(Work task): Each line that includes "kine" must be copied from the records.

Stored data entries
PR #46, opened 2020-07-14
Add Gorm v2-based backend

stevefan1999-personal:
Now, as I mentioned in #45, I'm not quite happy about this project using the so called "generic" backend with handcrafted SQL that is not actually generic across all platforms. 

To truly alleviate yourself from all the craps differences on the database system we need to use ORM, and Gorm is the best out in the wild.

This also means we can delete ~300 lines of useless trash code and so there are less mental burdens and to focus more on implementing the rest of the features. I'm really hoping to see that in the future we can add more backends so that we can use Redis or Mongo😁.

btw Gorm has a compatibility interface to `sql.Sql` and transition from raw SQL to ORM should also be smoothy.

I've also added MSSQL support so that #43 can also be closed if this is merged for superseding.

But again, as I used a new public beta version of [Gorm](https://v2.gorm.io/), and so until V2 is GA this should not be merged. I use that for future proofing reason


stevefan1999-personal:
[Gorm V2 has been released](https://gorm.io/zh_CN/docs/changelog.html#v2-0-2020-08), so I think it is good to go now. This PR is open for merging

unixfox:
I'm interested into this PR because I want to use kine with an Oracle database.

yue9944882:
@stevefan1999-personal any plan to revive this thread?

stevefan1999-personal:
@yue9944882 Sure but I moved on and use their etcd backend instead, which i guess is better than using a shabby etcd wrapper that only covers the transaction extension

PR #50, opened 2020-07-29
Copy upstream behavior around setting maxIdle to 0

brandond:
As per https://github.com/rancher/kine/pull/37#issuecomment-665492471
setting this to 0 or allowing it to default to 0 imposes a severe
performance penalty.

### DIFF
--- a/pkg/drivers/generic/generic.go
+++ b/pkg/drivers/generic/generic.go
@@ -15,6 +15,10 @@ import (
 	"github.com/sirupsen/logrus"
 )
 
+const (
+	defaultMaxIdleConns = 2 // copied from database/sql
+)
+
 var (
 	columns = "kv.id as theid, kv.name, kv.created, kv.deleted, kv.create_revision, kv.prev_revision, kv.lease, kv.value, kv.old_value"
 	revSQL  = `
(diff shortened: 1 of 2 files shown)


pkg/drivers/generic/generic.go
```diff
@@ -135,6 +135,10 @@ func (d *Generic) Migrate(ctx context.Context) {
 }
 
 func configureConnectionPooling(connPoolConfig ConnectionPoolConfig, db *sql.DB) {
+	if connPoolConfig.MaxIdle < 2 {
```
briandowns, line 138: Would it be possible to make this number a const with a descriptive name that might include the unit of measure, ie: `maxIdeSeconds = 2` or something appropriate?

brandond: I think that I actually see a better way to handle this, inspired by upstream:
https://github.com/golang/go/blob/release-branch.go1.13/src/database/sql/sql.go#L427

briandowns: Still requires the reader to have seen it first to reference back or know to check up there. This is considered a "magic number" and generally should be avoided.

(Exercise output):
I'm interested into this PR because I want to use kine with an Oracle database.
As per https://github.com/rancher/kine/pull/37#issuecomment-665492471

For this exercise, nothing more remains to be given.